ABSTRACT

This chapter covers oil spill detection and classification with fully and compact synthetic aperture radar. First, it introduces fundamental theory and techniques of oil spills detection by SAR, as well as the paradigm for fully and compact polarimetric SAR signal processing and features extraction. Next, statistical distances are proposed to evaluate the features that derived from the simulated compact polarimetric SAR data by either pseudo quad-pol reconstruction algorithm or directly from the universal feature extraction methods.

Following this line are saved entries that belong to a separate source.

Issue #1286, opened 2020-09-21
Search with _lastUpdated less than with millisecond precision yields missing results with SQL Datastore


anyname2:
**Describe the bug**
When searching for `_lastUpdated=lt2020-09-21T14:22:37.123`, the result does not contain all resources updated 1 millisecond prior (`2020-09-21T14:22:37:122`). 

[LastUpdatedToResourceSurrogateIdRewriter.cs#L64-L70](https://github.com/microsoft/fhir-server/blob/master/src/Microsoft.Health.Fhir.SqlServer/Features/Search/Expressions/Visitors/LastUpdatedToResourceSurrogateIdRewriter.cs#L64-L70) contains a special case for this bug. I believe the below patch would fix this, but I am not sure why `LessThanOrEqual` is used in both instances in that `case`:
```diff
case BinaryOperator.LessThan:
    if (original == truncated)
    {
-        return Expression.LessThanOrEqual(
+        return Expression.LessThan(
            SqlFieldName.ResourceSurrogateId,
            null,
-            ResourceSurrogateIdHelper.LastUpdatedToResourceSurrogateId(truncated.AddTicks(-TimeSpan.TicksPerMillisecond)));
+            ResourceSurrogateIdHelper.LastUpdatedToResourceSurrogateId(truncated));
    }
```

**To Reproduce**
1. `GET /Observation?_lastUpdated=ge2020-09-21T09:41:07.195&_lastUpdated=lt2020-09-21T09:41:07.196`
2. Observe the generated SQL query
    ```sql
    SELECT r.resource_type_id, r.resource_id, r.version, r.is_deleted, r.resource_surrogate_id, r.request_method, true AS is_match, false AS is_partial, r.raw_resource
    FROM resource r
    WHERE resource_type_id = @p0
        AND resource_surrogate_id >= @p1
        AND resource_surrogate_id <= @p1
        AND is_history = false
        AND is_deleted = false
    ORDER BY r.resource_surrogate_id ASC
    LIMIT (@p2)
    ```
    *notice the `@p1` in both comparisons*

**Expected behavior**
All Observations with last modified date equal to `2020-09-21T09:41:07.195` to be returned.

**Actual behavior**
Only a single observation (with `tick` component equal to 0) is returned.

PR #1298, opened 2020-09-24
Fix incorrect _lastUpdated to ResourceSurrogateId translation

johnstairs:
## Description
When we get a search expression over `_lastUpdated`, we turn it into an expression over the `ResourceSurrogateId` field. This field encodes the datetime truncated to millisecond precision, with lower bits used to make the value unique.

We were not always doing the translation correctly around millisecond boundaries. 

## Related issues
Addresses #1286

## Testing
Added unit tests.


brendankowitz (approved):

johnstairs:
Merging despite the R4 checks failing. When we attempt to grant the FHIR server access to the storage account in the ARM template, we get this error:
> A hash conflict was encountered for the role Assignment ID. Please use a new Guid. (Code:HashConflictOnDifferentRoleAssignmentIds)

The GUID we generate based on the PR name, when hashed, somehow collides with another role assignment.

Then several widely used supervised classifiers are applied on fully and compact polarimetric SAR features of different modes to evaluate their performance in distinguishing mineral oil between a clean sea surface and biogenic look-alikes. Experiments are conducted on airborne UAVSAR and spaceborne RADARSAT-2 data, which was obtained during the Deepwater Horizon oil spill 2010 in the Gulf of Mexico and Norwegian oil-on-water exercise 2011 in the North Sea, respectively. Some key issues relevant to the best polarimetric mode, feature extraction method, and classification algorithm are investigated and analyzed. In this chapter the possibility of using compact polarimetric SAR modes to obtain better oil spill classification performances while maintaining the large swath-width of single polarimetric SAR system is well proved.